Oct 6 10:33:48 atftpd[7951]: last message repeated 4 times
Log from when I didn't
Oct 6 10:39:54 carbon dhcpd: DHCPDISCOVER from c8:1f:66:bf:7f:ea via 10.64.32.3
Oct 6 10:39:54 carbon dhcpd: DHCPOFFER on 10.64.32.154 to c8:1f:66:bf:7f:ea via 10.64.32.3
Indeed that's odd @Cmjohnson I can see the dhcp offers from _both_ cr1 and cr2 in eqiad coming in a roughly the same time
Oct 6 11:33:10 carbon dhcpd: DHCPDISCOVER from c8:1f:66:bf:7f:ea via 10.64.32.2 Oct 6 11:33:10 carbon dhcpd: DHCPOFFER on 10.64.32.154 to c8:1f:66:bf:7f:ea via 10.64.32.2 Oct 6 11:33:10 carbon dhcpd: DHCPDISCOVER from c8:1f:66:bf:7f:ea via 10.64.32.3 Oct 6 11:33:10 carbon dhcpd: DHCPOFFER on 10.64.32.154 to c8:1f:66:bf:7f:ea via 10.64.32.3
I tried to putting the 500GB disks but still running into issues with the installer.
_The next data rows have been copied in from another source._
Issue #32387, opened 2024-05-08
Right click on a message to access options on the right under 3 doted menu items like, Star, edit/delete message or Quote & reaction etc


Ahmad-Ali-com:
It is not an issue but a suggestion if we could have this option in the coming versions to access the menu item under 3 dotted icon on the right or reaction & quote option accessible by right clicking on any message, that way using these features would be much more user friendly.

We can keep them where they are right now but additionally should be accessible with the ease of a simple right click on the message similar to FaceBook or WhatsApp chats. 

I can explain further if needed, feel free to reach out.

reetp:
Most people have expected results in a browser when they right click.

It might be something that would be considered in the Electron client - you can open a bug there

https://github.com/RocketChat/Rocket.Chat.Electron

joanamarquees:
Hello, I've already a solution to this, but with a twist. In the web version, I've implemented a double-click on messages to open the options menu. As you can see.


https://github.com/RocketChat/Rocket.Chat/assets/99995545/5f59067e-eff1-4b28-8e57-ff4f991f588d

Can I open a pull request for it?

Ahmad-Ali-com:
> Hello, I've already a solution to this, but with a twist. In the web version, I've implemented a double-click on messages to open the options menu. As you can see.
> Screencast.from.28-05-2024.11.47.14.webm
> 
> Can I open a pull request for it?

instead of double click, it should work with right click as double click is being used already to select the message's text also the menu should expand/appear right where you right click that way it could be user friendly

OrneyVortex:
I would like to work on this feature
It seems to be interesting

reetp:
See my comment above about expected results.

Gustrb:
I agree with @reetp, this feature would not give expected results on a browser, but it could be interesting in the electron app.

DevRish:
Hi RocketChat Team!

In accordance with the previous comments, I have implemented the requested feature for the electron app, without affecting the web app. However, since the electron app renders the web app itself in a webview, the changes had to be made in this repository itself. 
So, I didn't open a separate issue in the desktop app repository...
I have also implemented the feature after viewing and keeping in mind the reviews on the previous closed PRs...

Please check it out and provide your reviews, whenever possible. Thanks!

PR #32666, opened 2024-06-24
feat: Open messages menu by right clicking (#32387)

joanamarquees:

Due to a request, I decided to implement another option to open the message options menu. If you right-click on a message, the menu, which used to appear by clicking on the 3 dots in the corner of the message, now appears wherever you right-click on a message.

## Issue(s)

#32387

## Steps to test or reproduce

Steps already described here and on the issue page.


apps/meteor/client/components/message/variants/RoomMessage.tsx
```diff
@@ -62,6 +62,24 @@ const RoomMessage = ({
 
 	const messageRef = useJumpToMessage(message._id);
 
+	// Add a new function for handling double click events
+	const handleRightClick = async (e: React.MouseEvent) => {
+		e.preventDefault();
+
+		//get the button that oppens the menu
+		const moreButton = document.querySelector('[title="More"]');
```
ggazzo, line 70: I suspect this will only work when your language is English

ggazzo: Also, I think you should test where you are clicking, there are links and buttons inside the message where you might want to use the original right click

I checked the vlan, switch port, dhcp file.
Oct 12 16:37:52 carbon dhcpd: DHCPDISCOVER from c8:1f:66:bf:7f:ea via 10.64.32.2
Oct 12 16:37:52 carbon dhcpd: DHCPOFFER on 10.64.32.154 to c8:1f:66:bf:7f:ea via 10.64.32.2
Oct 12 16:37:52 carbon dhcpd: DHCPDISCOVER from c8:1f:66:bf:7f:ea via 10.64.32.3
Oct 12 16:37:52 carbon dhcpd: DHCPOFFER on 10.64.32.154 to c8:1f:66:bf:7f:ea via 10.64.32.3
Oct 12 16:43:10 carbon dhcpd: DHCPDISCOVER from c8:1f:66:bf:7f:ea via 10.64.32.2
Oct 12 16:43:10 carbon dhcpd: DHCPOFFER on 10.64.32.154 to c8:1f:66:bf:7f:ea via 10.64.32.2
Oct 12 16:43:10 carbon dhcpd: DHCPDISCOVER from c8:1f:66:bf:7f:ea via 10.64.32.3
Oct 12 16:43:10 carbon dhcpd: DHCPOFFER on 10.64.32.154 to c8:1f:66:bf:7f:ea via 10.64.32.3
I had a look at this. This is not network related. carbon answers as it should, the routers relay the DHCP packets as they should. AFAICT it's the motherboard that fails to acknowledge the receipt of the DHCP packets or the receipt of some TFTP packets.
Change 317550 had a related patch set uploaded (by Filippo Giunchedi):
base: send syslog only to codfw to reimage lithium
Change 317550 merged by Filippo Giunchedi:
base: send syslog only to codfw to reimage lithium
Change 317566 had a related patch set uploaded (by Filippo Giunchedi):
Revert "base: send syslog only to codfw to reimage lithium"
Change 317566 merged by Filippo Giunchedi:
Revert "base: send syslog only to codfw to reimage lithium"
as pointed out by @faidon the problem with pxe failing is that lithium was hammered with udp packets from the fleet. After removing lithium as syslog target the install went fine.
Lithium is back in service with 4TB disks, resolving.